====== Records for this exercise ======
PR #1593, opened 2022-01-25
v0.7 base config:  namelist flags set to use climatology 

AnnaKwa:
This updates the fv3kube base config to set namelist flags for max snow albedo, vegetation, sea ice, and land sea mask to follow the climatology in the prognostic run, as opposed to the previous behavior of persisting the same values from the initial condition throughout the run.

It also bumps the e2e and prepare-config nudge-to-fine and prognostic tests in fv3net to use the latest base config, and deletes an obsolete reference in fv3kube to a previous default version of the base config. All other references to base configs in fv3net are left at their existing versions.


external/fv3kube/fv3kube/base_yamls/v0.7/fv3config.yml
```diff
@@ -0,0 +1,334 @@
...
+    interp_method: conserve_great_circle
+  nam_stochy:
+    lat_s: 96
+    lon_s: 192
+    ntrunc: 94
+  namsfc:
+    fabsl: 0
+    fabss: 0
+    faisl: 99999
+    faiss: 99999
```
spencerkclark, line 295: In reviewing things a bit more, I think these relate to the land / sea / sea-ice mask, so we should set them to zero too.  I want to double check though by doing a short test simulation.
```suggestion
    faisl: 0  # Use land / sea / sea-ice mask from forcing files instead of initial conditions
    faiss: 0  # Use land / sea / sea-ice mask from forcing files instead of initial conditions
```

spencerkclark (commented):
Thanks for putting this together -- looks good.  I suggested adding a few comments next to these namelist parameters for clarity, but I want to double check the settings for a few more before merging this.

external/fv3kube/fv3kube/base_yamls/v0.7/fv3config.yml
```diff
@@ -0,0 +1,334 @@
...
+    fnvmnc: grb/global_shdmin.0.144x0.144.grb
+    fnvmxc: grb/global_shdmax.0.144x0.144.grb
+    fnzorc: igbp
+    fsicl: 0
+    fsics: 0
+    fslpl: 99999
+    fsmcl:
+    - 99999
+    - 99999
+    - 99999
```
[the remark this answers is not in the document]
brianhenn: Just curious why this is set as 3 values?

external/fv3kube/fv3kube/base_yamls/v0.7/fv3config.yml
brianhenn: I committed this but LMK if you changed your mind here

external/fv3kube/fv3kube/base_yamls/v0.7/fv3config.yml
```diff
@@ -0,0 +1,334 @@
...
+    const_vg: false
+    const_vi: false
+    const_vr: false
+    const_vs: false
+    de_ice: false
+    do_qa: true
+    do_sedi_heat: false
+    dw_land: 0.16
+    dw_ocean: 0.1
+    fast_sat_adj: true
```
brianhenn, line 213: Didn't realize these were already updated, thanks @AnnaKwa

external/fv3kube/fv3kube/base_yamls/v0.7/fv3config.yml
spencerkclark: Thanks, yeah, I still think this change is good.

spencerkclark: (deleted my previous comment)

Actually I do want to double check how the sea / land / sea-ice mask is generated online.  In looking at the forcing files it doesn't appear that there is a climatology for that.  I see a static ocean/land mask (with no sea-ice) in the form of `seaice_newland.grb` (despite the name of the file).  I'll probably need to look carefully at the fortran code.

spencerkclark: The sea ice fraction climatology clearly comes from `CFSR.SEAICE.1982.2012.monthly.clim.grb`.

brianhenn: So setting these to 0 is OK then?

AnnaKwa:
Actually I just realized this probably needs a line added for v0.7 in fv3kube.config: https://github.com/ai2cm/fv3net/blob/86a672c6b680e01a5cb2b4a2dd4ba2b5c83453d9/external/fv3kube/fv3kube/config.py#L19

external/fv3kube/fv3kube/base_yamls/v0.7/fv3config.yml
brianhenn: See [notebook](https://github.com/ai2cm/explore/blob/master/brianh/2022-05-24-land-sea-mask-namelist/2022-05-24-land-sea-mask-debugging.ipynb) showing that if these parameter are set to 0, the land sea mask is dynamically calculated from the sea ice fraction, and that if they are set to 99999, it is persisted. Not sure what happens if `faiss` and `faisl` are set to one and `fsicl` and `fsics` are set to another, probably something to avoid. I think this confirms that we want all of these to be set to 0 in the PIRE and nudge-to-25km contexts, and 99999 in the nudge to 40-day SHiELD context.

spencerkclark: Thanks for doing those runs and confirming that @brianhenn!  I'm happy with this now if you'd to merge.

spencerkclark (approved):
======
◆ Try it: Print the records again in full, exactly as they appear above.

◆ Answer to the exercise:
PR #1593, opened 2022-01-25
v0.7 base config:  namelist flags set to use climatology 

AnnaKwa:
This updates the fv3kube base config to set namelist flags for max snow albedo, vegetation, sea ice, and land sea mask to follow the climatology in the prognostic run, as opposed to the previous behavior of persisting the same values from the initial condition throughout the run.

It also bumps the e2e and prepare-config nudge-to-fine and prognostic tests in fv3net to use the latest base config, and deletes an obsolete reference in fv3kube to a previous default version of the base config. All other references to base configs in fv3net are left at their existing versions.


external/fv3kube/fv3kube/base_yamls/v0.7/fv3config.yml
```diff
@@ -0,0 +1,334 @@
...
+    interp_method: conserve_great_circle
+  nam_stochy:
+    lat_s: 96
+    lon_s: 192
+    ntrunc: 94
+  namsfc:
+    fabsl: 0
+    fabss: 0
+    faisl: 99999
+    faiss: 99999
```
spencerkclark, line 295: In reviewing things a bit more, I think these relate to the land / sea / sea-ice mask, so we should set them to zero too.  I want to double check though by doing a short test simulation.
```suggestion
    faisl: 0  # Use land / sea / sea-ice mask from forcing files instead of initial conditions
    faiss: 0  # Use land / sea / sea-ice mask from forcing files instead of initial conditions
```

spencerkclark (commented):
Thanks for putting this together -- looks good.  I suggested adding a few comments next to these namelist parameters for clarity, but I want to double check the settings for a few more before merging this.

external/fv3kube/fv3kube/base_yamls/v0.7/fv3config.yml
```diff
@@ -0,0 +1,334 @@
...
+    fnvmnc: grb/global_shdmin.0.144x0.144.grb
+    fnvmxc: grb/global_shdmax.0.144x0.144.grb
+    fnzorc: igbp
+    fsicl: 0
+    fsics: 0
+    fslpl: 99999
+    fsmcl:
+    - 99999
+    - 99999
+    - 99999
```
[the remark this answers is not in the document]
brianhenn: Just curious why this is set as 3 values?

external/fv3kube/fv3kube/base_yamls/v0.7/fv3config.yml
brianhenn: I committed this but LMK if you changed your mind here

external/fv3kube/fv3kube/base_yamls/v0.7/fv3config.yml
```diff
@@ -0,0 +1,334 @@
...
+    const_vg: false
+    const_vi: false
+    const_vr: false
+    const_vs: false
+    de_ice: false
+    do_qa: true
+    do_sedi_heat: false
+    dw_land: 0.16
+    dw_ocean: 0.1
+    fast_sat_adj: true
```
brianhenn, line 213: Didn't realize these were already updated, thanks @AnnaKwa

external/fv3kube/fv3kube/base_yamls/v0.7/fv3config.yml
spencerkclark: Thanks, yeah, I still think this change is good.

spencerkclark: (deleted my previous comment)

Actually I do want to double check how the sea / land / sea-ice mask is generated online.  In looking at the forcing files it doesn't appear that there is a climatology for that.  I see a static ocean/land mask (with no sea-ice) in the form of `seaice_newland.grb` (despite the name of the file).  I'll probably need to look carefully at the fortran code.

spencerkclark: The sea ice fraction climatology clearly comes from `CFSR.SEAICE.1982.2012.monthly.clim.grb`.

brianhenn: So setting these to 0 is OK then?

AnnaKwa:
Actually I just realized this probably needs a line added for v0.7 in fv3kube.config: https://github.com/ai2cm/fv3net/blob/86a672c6b680e01a5cb2b4a2dd4ba2b5c83453d9/external/fv3kube/fv3kube/config.py#L19

external/fv3kube/fv3kube/base_yamls/v0.7/fv3config.yml
brianhenn: See [notebook](https://github.com/ai2cm/explore/blob/master/brianh/2022-05-24-land-sea-mask-namelist/2022-05-24-land-sea-mask-debugging.ipynb) showing that if these parameter are set to 0, the land sea mask is dynamically calculated from the sea ice fraction, and that if they are set to 99999, it is persisted. Not sure what happens if `faiss` and `faisl` are set to one and `fsicl` and `fsics` are set to another, probably something to avoid. I think this confirms that we want all of these to be set to 0 in the PIRE and nudge-to-25km contexts, and 99999 in the nudge to 40-day SHiELD context.

spencerkclark: Thanks for doing those runs and confirming that @brianhenn!  I'm happy with this now if you'd to merge.

spencerkclark (approved):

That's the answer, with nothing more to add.